玉奴点点头。两个人都明白,所谓的半壁江山根本没有出现,很不像薛彬一直布置下的。
“好在我有兵权在手,太子想必不能立刻拿我怎么样。但如若没有二分天下,我手中拥兵,便立刻成了众臣的靶子,可能下一个解决的就是我。玉奴,你说,我们要不要独立出来?”
“我们没有遗诏在手,此时独立,便是反贼。”
“但你的公主府有半个国库,太子岂能善罢甘休?说不定现在已经派人去抢夺了。这才是我不让你走的原因。”
“那锁你知我知,设计的精妙,他拿不走。就算想炸都炸不了。”
“所以我们一定会有大麻烦。”萧楚雄怎么也没想到,事情会突然变成这样。
“是怪我前几天去找皇帝理论了吗?”玉奴习惯性的在自己身上找原因。
“想害你的话,这是一个很好的借口。

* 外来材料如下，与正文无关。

PR #197, opened 2016-12-21
Adds a very simple INSTALL file for developers.

gabelula:
## What does this PR do?

Adds INSTALL.md file.

## How do I test this PR?

Read the file!


INSTALL.md
```diff
@@ -0,0 +1,85 @@
...
+	export TALK_MONGO_URL=mongodb://localhost/talk
+	export TALK_REDIS_URL=redis://redis/talk
+	export TALK_SESSION_SECRET=somethingsecret
+	export TALK_FACEBOOK_APP_ID=fbidapp_youneeditforfbconnect
+	export TALK_FACEBOOK_APP_SECRET=fbappsecret_youneeditforfbconnect
+	export TALK_ROOT_URL=http://localhost:5000
+	export TALK_SMTP_USERNAME=coralproject
+	export TALK_SMTP_PASSWORD=smtppassword
+	export TALK_SMTP_HOST=smtp.example.net
+	export TALK_SMTP_PROVIDER=Example
```
wyattjoh: We should just link to the README.md instead of providing this block.

INSTALL.md
```diff
@@ -0,0 +1,85 @@
...
+
+### Local development
+
+`
+npm start
+`
+
+It will run in http://localhost:5000
```
wyattjoh: Should reference the port from the configuration instead:

```
npm start
```

Will start the application at `http://localhost:$PORT` where `$PORT` is defined in the configuration section.

INSTALL.md
```diff
@@ -0,0 +1,85 @@
...
+
+`
+npm test
+`
+
+`
+npm run e2e
+`
+
+## Recommendations for Deployment
```
wyattjoh: Shouldn't point out deployment solutions in the INSTALL.md doc.

INSTALL.md
```diff
@@ -0,0 +1,85 @@
...
+
+`
+git clone https://github.com/coralproject/talk
+`
+
+### Installation
+
+* cd talk
+* npm install
+* npm run build
```
wyattjoh: The build step is already added to the `postinstall` hook, shouldn't re-run it. Also, enclose in a triple backtick instead of a list.

INSTALL.md
```diff
@@ -0,0 +1,85 @@
+# BUILDING FROM SOURCE
+
+By contributing to this project you agree to the [Code of Conduct](https://coralproject.net/code-of-conduct.html).
+
+## Requirements
+
+* [Node 7.2.1](https://nodejs.org/es/download/package-manager)
```
wyattjoh: Node version is specified in the `package.json` already, no need to duplicate it here.

INSTALL.md
gabelula: Not sure. I think it is part of the setup for local development. Maybe we can remove it from the README and only have it where we have install and configuration options?

INSTALL.md
gabelula: Yes. This could be a totally separate file on deployment recommendations and howtos.

INSTALL.md
wyattjoh: The config variables here do not describe what the application needs. I think that they should be described and leave it up to the implementor to actually write the config themselves. This simply confuses the developers. All this data should live exclusively in the README, as it's the "entrypoint" to the project.

Every local install or production deploy still have the same config, and it's going to be different in each use case.

gabelula: Yes. That is a good point. I can add something about what each env variable means. 

About this variables in the README I'm not sure how much they add as there is no other instruction on how to launch the project there.

wyattjoh: This is what I imagine going into this document at this point.

> Please see README.md for a description of configuration variables required. To run the application, specify these config variables in the environment.

That should be clear to anyone familiar with what an environment variable is.

jde (approved):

但是我那天看到皇帝,并不觉得他会因此而死。”
院门再度开启,李公公率众鱼贯而入:“奉天承运,皇帝诏曰:汉王萧楚雄与鈺瑝公主薛玉奴虽有婚约,但并未举行婚礼,为示皇家清白,不可居于一处。鈺瑝公主本身患有顽疾,须由御医悉心照料。着由内侍监带回皇宫,待痊愈后由朕亲自举行盛大婚礼。钦此!鈺瑝公主、汉王接旨。”